No country has actually done that. Even the Netherlands, the Mecca of
marijuana aficionados, operates on a system best described as
schizophrenic pragmatism. Amsterdam's "coffee shops" are allowed to
have 500 grammes of marijuana on the premises and sell no more than 5
grammes per person to people over 18. The runners who re-supply the
shops routinely carry more than the legal quantity and violate the
law. So do importers.
While the failure of the drug war and the prohibitionist ideology that
drives it have been analysed in great detail in scores of sober
assessments by academics and government commissions, there have been
few studies of the "how to" of legalization. What, for example, would
happen to the criminal mafias that are now running a violent illicit
business with a turnover estimated at more than $300 billion a year?
Some drug traffickers would switch to other criminal activities and it
is realistic to expect increases in such areas as cyber crime and
extortion, according to Steve Rolles, Head of Research of the
Transform Drug Policy Foundation, a British think tank. "But the big
picture will undoubtedly show a significant net fall in overall
criminal activity in the longer term," he said in an interview.
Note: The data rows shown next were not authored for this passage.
PR #670, opened 2017-03-31
doc: initial version of npm management doc

mhdawson:


gibfahn:
Refs: https://github.com/nodejs/TSC/issues/211

gibfahn:
@mhdawson I had a bunch of really minor nits/suggestions, so I just committed them directly to your branch. If you don't agree with any of them feel free to revert!

doc/process/npm_management.md
```diff
@@ -0,0 +1,34 @@
...
+We need to make sure that we have continuity in terms of being able to publish
+and update these modules.
+
+We have decided to manage these modules as follows:
+
+* Create a user called [`nodejs-foundation`][] who we always add as one of the
+  collaborators with admin rights and for which the password is maintained by
+  the build workgroup.
+* We would then add individuals as collaborators who can also publish.
+  Generally, a module push can be done by the additional collaborators.
```
gibfahn: `Generally, a module push can be done` -> `A module publish will be done`

As below, if this is used as a backup method to add collaborators for continuity, we should emphasize that it's not to override the autonomy of Node.js Foundation module teams.

doc/process/npm_management.md
```diff
@@ -0,0 +1,34 @@
...
+* In the cases where collaborators other than `nodejs-foundation`
+  cease to be active, the build workgroup would provide continuity by using the
+  `node-foundation` user to add additional collaborators who would have the
+  ability to push the module. The `node-foundation` user could also be used to
+  remove collaborators if that was ever necessary.
```
gibfahn: It might be good to add another bullet point:

> The purpose of the `node-foundation` user is not to enable Build Workgroup members to publish npm modules, that should be left to the module collaborators.

I think we need to state that explicitly, to be clear on the purpose of this.

gibfahn:
We should probably get feedback from @nodejs/TSC and module authors, e.g. @nodejs/citgm , @nodejs/post-mortem (`node-report`), and @nodejs/diagnostics (`node-inspect`).

mhdawson:
@gibfahn pushed commit to address comments.

jkrems:
+1 (from `node-inspect` side)

rnchamberlain:
+1 from node-report side
Can you add nodejs/llnode to the first bullet list? thanks

gibfahn:
>When doing an npm publish, the proper thing to do* is to update the package.json version and tag the master branch of the respective github project, and update its changes file. So I think the nodejs-foundation userid will need push access on the projects.

I'm not sure this is necessary right now, as we don't expect `nodejs-foundation` to actually publish modules. If we have to (down the line) then I'm pretty sure any [`nodejs/` org owner](https://github.com/orgs/nodejs/people?utf8=%E2%9C%93&query=%20role%3Aowner) can give the bot access.

mhdawson:
Ok, will plan to land this tomorrow.

joaocgreis:
Sorry for asking this so late. Should the credentials be in the `test` folder? Given that this account is only to be used to add or remove users and that someone with the credentials could cause a lot of harm, I believe we should reduce the scope. We could create a new folder `tsc` and give access to people who are simultaneously Build WG and TSC members (and perhaps more on a case-by-case basis if it makes sense).

Actually, I'm inclined to say this is completely outside of the Build WG purpose, and the only reason we're doing this here is because of access to the secrets repo. The TSC team could be given access to secrets and the new folder `tsc` created on the root, instead of inside `build`.

mhdawson:
@joaocgreis, @jbergstroem did have the discussion around whether it would be ok in the test repo.  There will be other collaborators with access to each of the npm modules as well who would be able to do the same things.  I'm ok with creating a new one if we think its needed though. @jbergstroem what's your take ?

joaocgreis:
@mhdawson I have no intention of blocking this forever, feel free to land if that's your intention. This can always be moved later if somebody else agrees with my concerns above.

mhdawson:
@joaocgreis Since the key is already there, it might make sense to land the doc, and then we can move/update the doc when we complete the discussion.

mhdawson:
@joaocgreis is it ok if I land as is and we revise if we decide to so something later on.

joaocgreis:
@mhdawson sure, we can revise later.

mhdawson:
landed as 85b33e3f42988261afea99da2879482a927afea5

PR #679, opened 2017-04-10
www: add log-collect for managing CloudFlare logs

rvagg:
Use the CloudFlare log fetching functionality to store download logs locally so we can get CF to cache _everything_ and not have to manage logs on the server itself—the primary cause of our lack of resilience, we have a SPOF.

* Store logs in /home/logs/nodejs.org/
* One log per hour of traffic, maximum xz compressed, log file name format is <start timestamp>-<end timestamp>.log.xz
* Use the CloudFlare [logshare](https://github.com/cloudflare/logshare) Go client to fetch logs, CF only makes the last 72 hours of logs available so we have a small window to ensure we get what we want
* Pipe to filter through a simple Node.js script that parses the line-delimited JSON and discards entries that don't relate to our downloadable assets that we want to use for our metrics generation. This makes the compressed files go from around ~20Mb or more to 3-4Mb.
* Unfortunately it's not a perfect API and occasionally results in zero-sized results or seemingly truncated results, but a retry is usually successful.
* Fetch on the hour, discard any log file that looks suspiciously small and always re-fetch the last two because the most recent was always incomplete and the second-most recent could potentially be incomplete depending on the timing of the fetch (just to be sure!)
* Every 12 hours, run a sanity checker across the recent batch of logs, check the last entry of each file and if that entry isn't near the top of the hour then discard the log and the fetcher will redo it again and hopefully get a better version

Yes it's quite convoluted but I'm trying to be careful that we get the highest quality logs since CF doesn't store them beyond 72 hours.

I have this in place now and I'm going to run it for a few days at least and check the quality of what it's got - whether we have a complete set of files and whether those files look complete in their content. I'll then try running metrics from them and see how they compare to what we are currently generating to make sure that the data is good.

### DIFF
--- a/setup/www/ansible-playbook.yaml
+++ b/setup/www/ansible-playbook.yaml
@@ -32,3 +32,6 @@
 
     - include: tasks/metrics.yaml
       tags: metrics
+
+    - include: tasks/log-collect.yaml
+      tags: log-collect
--- a/setup/www/ansible-vars.yaml
+++ b/setup/www/ansible-vars.yaml
@@ -19,4 +19,5 @@ packages:
   - git
   - python-pip
   - gnuplot
+  - golang-go
 benchmark_host: 50.97.245.4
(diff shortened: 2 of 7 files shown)


rvagg:
moving to #987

"Getting rid of illegal drug markets is about reducing opportunities
for crime."
Rolles is author of the optimistically titled "After the war on drugs:
Blueprint for Regulation," a book scheduled for publication in
November and meant to kickstart a debate on what he sees as something
of a blank slate the specifics of regulation for currently illegal
drugs.
On a global scale, nothing much can happen unless there are changes in
the world's largest and most lucrative market for drugs, the United
States. If they happen, they won't happen fast. "I see this as a
multi-generational effort, with incremental changes," said Nadelmann,
who has been involved in drug policy since he taught at Princeton
University in the late 1980s. "But for the first time, I feel I have
the wind in my back and not in my face."